= Louis de La Porte de Louvigny =

Louis de La Porte de Louvigny (c. 1662–27 August 1725) was a military officer in France and Canada, who fought during the French and Indian wars.

==Early life==
Louis de La Porte de Louvigny was born in Paris or Le Mans around 1662. He was the son of Jean de La Porte and Françoise Faucrolle (or Foucrelle) He married Marie Nolan in Quebec on 26 October 1684, which resulted in three daughters and one son. Six other children died in their infancy.

==Military career==
Louvigny had served as a subordinate officer in the Regiment of Navarre for six years, before coming to New France in 1683. After several expeditions against the Iroquois, Governor De Denonville sent him on a mission to Hudson Bay in 1688. In 1689, Denonville's successor Frontenac ordered De Louvigny to reinforce Michilimackinac with 170 men and relieve its commander, Morel de La Durantaye. De Louvigny would stay in command there until 1694.

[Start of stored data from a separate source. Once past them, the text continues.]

PR #901, opened 2026-02-18
Fix issue with task retry delay

eamonnotoole:
It looks like the API changes the value of task retry delay set on POST. To prevent errors on task READ we set the value in state to that in plan except on import.

### DIFF
--- a/morpheus/framework/resources/task/read.go
+++ b/morpheus/framework/resources/task/read.go
@@ -161,7 +161,12 @@ func getTaskAsState(
 	state.RetryCount = convert.Int64ToType(task.RetryCount)
 
 	// retry_delay_seconds
-	state.RetryDelaySeconds = convert.Int64ToType(task.RetryDelaySeconds)
+	// on import use the value from the API, otherwise use the value from the plan
+	if plan.Name.IsNull() || plan.Name.IsUnknown() {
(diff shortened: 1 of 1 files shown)


RDavisHPE (approved):

jasonquigleyhpecom (approved):

morpheus/framework/resources/task/read.go
```diff
@@ -161,7 +161,12 @@ func getTaskAsState(
 	state.RetryCount = convert.Int64ToType(task.RetryCount)
 
 	// retry_delay_seconds
-	state.RetryDelaySeconds = convert.Int64ToType(task.RetryDelaySeconds)
+	// on import use the value from the API, otherwise use the value from the plan
+	if plan.Name.IsNull() || plan.Name.IsUnknown() {
+		state.RetryDelaySeconds = convert.Int64ToType(task.RetryDelaySeconds)
+	} else {
+		state.RetryDelaySeconds = plan.RetryDelaySeconds
```
RDavisHPE, line 168: Actually, maybe this check should be for plan.RetryDelaySeconds? I'd imagine both name and the field are null for an import so shouldn't matter too much

eamonnotoole: A standard trick we use to detect an import is to see if the Name is set.  If it isn't, then we know that its an import.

De Louvigny became commanding officer of Fort Frontenac on 7 November 1699, but was arrested the following winter for trading in fur with the Iroquois, which had been forbidden by an edict in 1696. However, instead of a court-martial, De Louvigny managed to be tried by the Sovereign Council. The Council sent him back to France, where the king stripped him from his position as major of Trois-Rivières. However, he returned soon after in 1703 as major of Quebec.

After he solved an incident involving several native tribes, De Louvigny was granted a coveted cross in the Order of Saint Louis in 1708. Having become the king's lieutenant in 1716, De Louvigny commanded a successful campaign to the Fox Indian stronghold at Baie-des-Puants. In 1720, he was made commander-in-chief of the Pays d'en Haut.

==Death==
On a return voyage from France, the Chameau hit a reef near Cape Breton and sank on 27 August 1725. None of the passengers survived, including De Louvigny.